DATA PROVIDED section start

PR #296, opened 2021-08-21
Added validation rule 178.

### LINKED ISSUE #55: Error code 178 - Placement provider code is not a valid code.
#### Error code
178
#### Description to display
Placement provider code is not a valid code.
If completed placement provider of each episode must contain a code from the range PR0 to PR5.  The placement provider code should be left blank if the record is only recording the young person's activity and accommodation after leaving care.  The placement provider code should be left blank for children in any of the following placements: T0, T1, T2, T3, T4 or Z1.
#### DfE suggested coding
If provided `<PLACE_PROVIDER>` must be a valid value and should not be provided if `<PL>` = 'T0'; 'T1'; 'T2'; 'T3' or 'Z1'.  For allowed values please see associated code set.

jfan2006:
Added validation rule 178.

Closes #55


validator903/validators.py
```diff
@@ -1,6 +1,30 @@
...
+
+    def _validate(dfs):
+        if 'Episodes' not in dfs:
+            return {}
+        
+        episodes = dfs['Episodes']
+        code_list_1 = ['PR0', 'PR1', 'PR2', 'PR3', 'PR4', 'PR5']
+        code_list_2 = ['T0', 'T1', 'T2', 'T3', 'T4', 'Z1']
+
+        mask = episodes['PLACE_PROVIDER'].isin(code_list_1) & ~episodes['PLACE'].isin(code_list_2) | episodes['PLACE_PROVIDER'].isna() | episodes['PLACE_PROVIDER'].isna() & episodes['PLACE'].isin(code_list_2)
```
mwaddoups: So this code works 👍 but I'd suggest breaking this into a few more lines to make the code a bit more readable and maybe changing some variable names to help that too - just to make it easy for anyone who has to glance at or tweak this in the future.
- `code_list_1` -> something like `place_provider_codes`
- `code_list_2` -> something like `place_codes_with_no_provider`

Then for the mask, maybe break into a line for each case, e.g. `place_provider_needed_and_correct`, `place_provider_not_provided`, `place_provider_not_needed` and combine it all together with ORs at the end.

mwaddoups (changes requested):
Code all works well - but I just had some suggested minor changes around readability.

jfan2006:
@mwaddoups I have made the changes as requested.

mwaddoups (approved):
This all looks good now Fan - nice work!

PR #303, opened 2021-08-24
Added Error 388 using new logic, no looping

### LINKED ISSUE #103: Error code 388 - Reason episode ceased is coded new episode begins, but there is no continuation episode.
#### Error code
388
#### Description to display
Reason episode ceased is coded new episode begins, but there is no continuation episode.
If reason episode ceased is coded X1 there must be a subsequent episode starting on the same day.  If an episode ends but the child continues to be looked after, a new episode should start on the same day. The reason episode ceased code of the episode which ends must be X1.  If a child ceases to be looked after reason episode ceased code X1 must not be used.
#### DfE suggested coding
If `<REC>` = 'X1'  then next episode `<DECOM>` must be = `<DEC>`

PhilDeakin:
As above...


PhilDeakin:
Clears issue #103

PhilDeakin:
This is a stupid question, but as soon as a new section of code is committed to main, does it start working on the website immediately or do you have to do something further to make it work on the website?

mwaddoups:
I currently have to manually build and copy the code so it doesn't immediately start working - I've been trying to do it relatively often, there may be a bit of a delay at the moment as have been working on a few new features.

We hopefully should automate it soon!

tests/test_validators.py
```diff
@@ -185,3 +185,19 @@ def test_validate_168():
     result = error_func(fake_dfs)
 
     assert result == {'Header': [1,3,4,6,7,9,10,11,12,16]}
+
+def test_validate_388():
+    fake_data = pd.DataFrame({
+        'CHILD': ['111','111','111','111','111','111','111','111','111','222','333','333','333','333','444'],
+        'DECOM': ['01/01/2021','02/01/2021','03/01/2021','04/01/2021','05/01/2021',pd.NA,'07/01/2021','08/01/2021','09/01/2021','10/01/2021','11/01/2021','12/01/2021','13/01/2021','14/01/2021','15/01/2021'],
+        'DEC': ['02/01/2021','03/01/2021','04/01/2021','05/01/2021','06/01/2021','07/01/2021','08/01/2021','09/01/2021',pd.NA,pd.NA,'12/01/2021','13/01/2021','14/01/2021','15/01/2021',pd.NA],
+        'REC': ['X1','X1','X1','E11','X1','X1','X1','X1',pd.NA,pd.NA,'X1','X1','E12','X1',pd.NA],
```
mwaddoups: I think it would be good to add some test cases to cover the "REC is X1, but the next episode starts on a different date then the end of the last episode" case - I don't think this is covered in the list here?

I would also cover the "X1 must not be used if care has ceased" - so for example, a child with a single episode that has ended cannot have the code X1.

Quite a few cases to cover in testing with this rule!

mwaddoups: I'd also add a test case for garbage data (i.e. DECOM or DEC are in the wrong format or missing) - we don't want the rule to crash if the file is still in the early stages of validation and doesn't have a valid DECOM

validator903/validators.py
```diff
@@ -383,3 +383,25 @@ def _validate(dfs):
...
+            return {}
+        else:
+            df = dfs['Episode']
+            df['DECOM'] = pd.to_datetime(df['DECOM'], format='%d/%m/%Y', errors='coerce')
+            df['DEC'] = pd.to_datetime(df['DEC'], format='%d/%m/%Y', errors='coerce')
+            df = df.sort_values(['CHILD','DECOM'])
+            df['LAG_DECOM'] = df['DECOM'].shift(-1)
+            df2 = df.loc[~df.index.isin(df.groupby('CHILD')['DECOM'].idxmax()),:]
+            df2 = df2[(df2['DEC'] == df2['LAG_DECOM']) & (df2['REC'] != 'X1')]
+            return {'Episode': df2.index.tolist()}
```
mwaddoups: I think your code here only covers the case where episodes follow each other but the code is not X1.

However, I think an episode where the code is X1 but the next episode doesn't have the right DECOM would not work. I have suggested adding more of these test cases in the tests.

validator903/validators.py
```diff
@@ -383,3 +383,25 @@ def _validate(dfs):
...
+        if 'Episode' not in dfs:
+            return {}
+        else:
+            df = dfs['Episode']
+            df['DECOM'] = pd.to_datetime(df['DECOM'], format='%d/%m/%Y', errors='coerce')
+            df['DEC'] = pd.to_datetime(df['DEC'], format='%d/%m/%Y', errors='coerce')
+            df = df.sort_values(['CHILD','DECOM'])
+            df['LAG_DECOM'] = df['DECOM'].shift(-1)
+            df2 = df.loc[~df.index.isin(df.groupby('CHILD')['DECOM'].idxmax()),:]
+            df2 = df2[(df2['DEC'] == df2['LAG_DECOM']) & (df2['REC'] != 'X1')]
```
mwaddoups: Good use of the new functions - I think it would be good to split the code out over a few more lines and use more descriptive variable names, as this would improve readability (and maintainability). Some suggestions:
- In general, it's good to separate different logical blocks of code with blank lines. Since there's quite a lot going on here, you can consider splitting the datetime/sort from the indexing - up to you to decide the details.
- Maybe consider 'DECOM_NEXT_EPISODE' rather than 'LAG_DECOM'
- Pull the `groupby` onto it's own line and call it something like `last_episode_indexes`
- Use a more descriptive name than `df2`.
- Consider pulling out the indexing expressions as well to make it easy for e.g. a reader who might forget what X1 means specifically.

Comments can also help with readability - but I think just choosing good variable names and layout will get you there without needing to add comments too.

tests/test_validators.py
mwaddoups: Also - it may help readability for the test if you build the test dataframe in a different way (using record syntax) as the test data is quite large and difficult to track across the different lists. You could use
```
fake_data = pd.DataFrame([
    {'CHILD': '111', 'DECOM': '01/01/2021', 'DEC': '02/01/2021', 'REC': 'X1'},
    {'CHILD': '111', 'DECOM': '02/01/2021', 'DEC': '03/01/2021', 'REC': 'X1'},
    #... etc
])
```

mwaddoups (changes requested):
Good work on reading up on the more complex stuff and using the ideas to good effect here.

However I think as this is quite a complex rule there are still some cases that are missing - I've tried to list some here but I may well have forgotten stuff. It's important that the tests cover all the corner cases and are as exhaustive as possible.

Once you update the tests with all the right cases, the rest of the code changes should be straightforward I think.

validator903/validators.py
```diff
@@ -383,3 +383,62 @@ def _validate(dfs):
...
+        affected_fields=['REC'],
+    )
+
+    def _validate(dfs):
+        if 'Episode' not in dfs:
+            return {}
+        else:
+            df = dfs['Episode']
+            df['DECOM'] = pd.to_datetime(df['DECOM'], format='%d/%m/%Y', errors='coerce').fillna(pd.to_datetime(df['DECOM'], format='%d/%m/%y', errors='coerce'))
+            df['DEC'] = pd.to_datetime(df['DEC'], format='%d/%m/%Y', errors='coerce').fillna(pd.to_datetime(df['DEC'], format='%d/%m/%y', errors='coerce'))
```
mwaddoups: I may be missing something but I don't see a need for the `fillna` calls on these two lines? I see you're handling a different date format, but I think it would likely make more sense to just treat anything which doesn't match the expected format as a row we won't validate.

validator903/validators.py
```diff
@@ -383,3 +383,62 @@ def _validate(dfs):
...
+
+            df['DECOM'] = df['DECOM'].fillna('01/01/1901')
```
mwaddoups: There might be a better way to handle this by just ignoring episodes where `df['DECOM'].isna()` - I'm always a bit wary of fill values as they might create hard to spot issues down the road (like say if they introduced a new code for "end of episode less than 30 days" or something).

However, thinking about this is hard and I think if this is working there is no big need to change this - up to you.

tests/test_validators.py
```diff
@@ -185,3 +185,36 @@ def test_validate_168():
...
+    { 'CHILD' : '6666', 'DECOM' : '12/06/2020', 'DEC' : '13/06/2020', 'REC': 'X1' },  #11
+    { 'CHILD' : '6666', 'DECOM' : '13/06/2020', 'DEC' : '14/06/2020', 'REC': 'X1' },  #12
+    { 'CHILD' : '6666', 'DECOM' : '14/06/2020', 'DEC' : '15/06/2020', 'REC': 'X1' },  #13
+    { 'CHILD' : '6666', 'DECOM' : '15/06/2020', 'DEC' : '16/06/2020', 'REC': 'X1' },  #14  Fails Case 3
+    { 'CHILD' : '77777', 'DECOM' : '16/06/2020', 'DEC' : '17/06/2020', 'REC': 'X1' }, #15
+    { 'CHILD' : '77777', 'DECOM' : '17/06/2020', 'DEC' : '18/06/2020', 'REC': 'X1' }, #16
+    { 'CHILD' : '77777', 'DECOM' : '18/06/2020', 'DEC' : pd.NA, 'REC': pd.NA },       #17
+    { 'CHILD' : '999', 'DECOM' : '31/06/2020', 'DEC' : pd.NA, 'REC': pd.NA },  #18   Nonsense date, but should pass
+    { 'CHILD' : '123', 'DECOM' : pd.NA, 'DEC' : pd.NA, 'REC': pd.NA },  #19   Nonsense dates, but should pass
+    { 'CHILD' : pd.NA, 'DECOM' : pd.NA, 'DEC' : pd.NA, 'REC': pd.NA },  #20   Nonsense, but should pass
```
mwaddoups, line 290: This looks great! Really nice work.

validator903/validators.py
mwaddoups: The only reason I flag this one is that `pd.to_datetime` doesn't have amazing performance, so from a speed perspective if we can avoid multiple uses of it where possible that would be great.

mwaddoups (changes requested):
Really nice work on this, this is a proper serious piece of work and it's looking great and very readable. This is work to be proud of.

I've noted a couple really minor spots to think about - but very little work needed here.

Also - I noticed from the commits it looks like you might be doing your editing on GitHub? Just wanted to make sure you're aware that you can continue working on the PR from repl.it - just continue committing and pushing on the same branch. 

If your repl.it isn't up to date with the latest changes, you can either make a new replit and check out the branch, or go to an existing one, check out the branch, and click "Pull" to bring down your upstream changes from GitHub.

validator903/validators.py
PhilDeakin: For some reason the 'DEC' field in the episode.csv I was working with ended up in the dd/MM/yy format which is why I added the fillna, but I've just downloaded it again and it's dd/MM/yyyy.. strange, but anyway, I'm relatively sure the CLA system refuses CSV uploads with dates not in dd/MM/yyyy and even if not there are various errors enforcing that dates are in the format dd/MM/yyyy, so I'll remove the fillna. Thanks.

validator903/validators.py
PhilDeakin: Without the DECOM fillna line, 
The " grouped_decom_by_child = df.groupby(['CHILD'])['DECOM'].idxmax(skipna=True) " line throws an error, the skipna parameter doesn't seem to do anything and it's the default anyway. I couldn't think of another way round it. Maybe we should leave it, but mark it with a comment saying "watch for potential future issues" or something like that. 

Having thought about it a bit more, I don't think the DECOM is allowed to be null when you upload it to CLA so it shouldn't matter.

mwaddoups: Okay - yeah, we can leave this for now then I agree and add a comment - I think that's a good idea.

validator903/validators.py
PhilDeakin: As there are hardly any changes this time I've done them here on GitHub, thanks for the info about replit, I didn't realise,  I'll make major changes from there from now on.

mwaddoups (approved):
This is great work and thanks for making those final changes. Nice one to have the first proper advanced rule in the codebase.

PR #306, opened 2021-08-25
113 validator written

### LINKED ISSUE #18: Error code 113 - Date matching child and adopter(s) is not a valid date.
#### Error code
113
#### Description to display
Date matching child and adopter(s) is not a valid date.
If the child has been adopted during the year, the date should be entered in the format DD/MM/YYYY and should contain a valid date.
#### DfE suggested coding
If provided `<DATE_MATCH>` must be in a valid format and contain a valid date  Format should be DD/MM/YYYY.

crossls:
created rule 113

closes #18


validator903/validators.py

DATA PROVIDED section end
DATA PROVIDED section start

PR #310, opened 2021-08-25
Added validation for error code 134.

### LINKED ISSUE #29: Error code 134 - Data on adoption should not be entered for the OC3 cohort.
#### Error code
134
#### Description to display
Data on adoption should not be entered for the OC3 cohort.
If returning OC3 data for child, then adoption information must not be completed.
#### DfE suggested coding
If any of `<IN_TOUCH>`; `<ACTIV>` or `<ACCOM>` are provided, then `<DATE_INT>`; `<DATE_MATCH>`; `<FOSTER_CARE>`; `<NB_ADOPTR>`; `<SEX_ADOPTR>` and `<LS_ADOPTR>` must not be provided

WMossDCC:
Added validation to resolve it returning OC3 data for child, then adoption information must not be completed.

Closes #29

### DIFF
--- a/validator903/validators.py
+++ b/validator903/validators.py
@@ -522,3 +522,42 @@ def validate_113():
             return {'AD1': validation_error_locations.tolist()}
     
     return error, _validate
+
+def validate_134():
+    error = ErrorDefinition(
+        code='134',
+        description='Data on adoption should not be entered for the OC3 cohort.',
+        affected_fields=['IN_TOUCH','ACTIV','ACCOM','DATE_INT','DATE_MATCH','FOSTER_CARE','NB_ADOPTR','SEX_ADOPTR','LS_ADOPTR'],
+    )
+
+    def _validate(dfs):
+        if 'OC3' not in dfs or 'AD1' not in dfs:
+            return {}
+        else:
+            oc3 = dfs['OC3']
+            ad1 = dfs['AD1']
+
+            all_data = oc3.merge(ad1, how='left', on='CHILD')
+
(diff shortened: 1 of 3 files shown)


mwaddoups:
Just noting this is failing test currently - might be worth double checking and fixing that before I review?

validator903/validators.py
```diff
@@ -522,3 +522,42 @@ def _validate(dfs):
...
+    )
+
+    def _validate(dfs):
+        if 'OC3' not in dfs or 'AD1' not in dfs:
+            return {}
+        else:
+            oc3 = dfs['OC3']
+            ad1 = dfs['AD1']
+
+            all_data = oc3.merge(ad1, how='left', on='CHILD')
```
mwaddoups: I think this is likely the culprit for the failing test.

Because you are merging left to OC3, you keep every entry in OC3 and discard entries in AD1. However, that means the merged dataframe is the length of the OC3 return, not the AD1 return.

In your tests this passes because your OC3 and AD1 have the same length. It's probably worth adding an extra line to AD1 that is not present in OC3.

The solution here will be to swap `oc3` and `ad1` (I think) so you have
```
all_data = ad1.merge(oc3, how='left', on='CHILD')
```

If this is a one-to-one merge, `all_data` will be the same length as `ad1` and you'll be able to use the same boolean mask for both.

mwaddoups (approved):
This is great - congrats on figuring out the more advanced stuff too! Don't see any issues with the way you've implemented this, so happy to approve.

DATA PROVIDED section end

TASK DESCRIPTION: Which of the lines in the material carry the string "same"? Pull them out.

OUTPUT FOR THIS EXERCISE:
If reason episode ceased is coded X1 there must be a subsequent episode starting on the same day.  If an episode ends but the child continues to be looked after, a new episode should start on the same day. The reason episode ceased code of the episode which ends must be X1.  If a child ceases to be looked after reason episode ceased code X1 must not be used.
Also - I noticed from the commits it looks like you might be doing your editing on GitHub? Just wanted to make sure you're aware that you can continue working on the PR from repl.it - just continue committing and pushing on the same branch. 
In your tests this passes because your OC3 and AD1 have the same length. It's probably worth adding an extra line to AD1 that is not present in OC3.
If this is a one-to-one merge, `all_data` will be the same length as `ad1` and you'll be able to use the same boolean mask for both.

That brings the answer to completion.